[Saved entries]
PR #2057, opened 2021-09-07
Harshada_Assignment_28

HarshadaMandhare:
image
image

### DIFF
--- a/src/harshada/Assignment_28/Assignment_28_01.java
+++ b/src/harshada/Assignment_28/Assignment_28_01.java
@@ -1,0 +1,46 @@
+/*
+Program 1: Find second highest number from array.
+int[] arr = {10,23,2,11,55,43,99};
+output : 55
+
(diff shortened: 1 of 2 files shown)


src/harshada/Assignment_28/Assignment_28_01.java
```diff
@@ -0,0 +1,46 @@
...
+		System.out.println("Input Array elements are: "+ Arrays.toString(inputArray));
+		int max=0;
+		int secondMax=0;
+		for(int index=0; index < inputArray.length; index++) {
+			if(inputArray[index] > max) {
+			secondMax=max;
+			max=inputArray[index];
+		}
+		else 
+			if(inputArray[index]> secondMax ) {
```
harshvegada, line 31: Here you need to add one more condition

inputArray[index]> secondMax && max != inputArr[index]

harshvegada (approved):
**`Code looks good to me,`**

** WORK INSTRUCTION **
In the entries above, how many lines contain the word "index"? Provide the number alone.

** PROBLEM SOLUTION **
5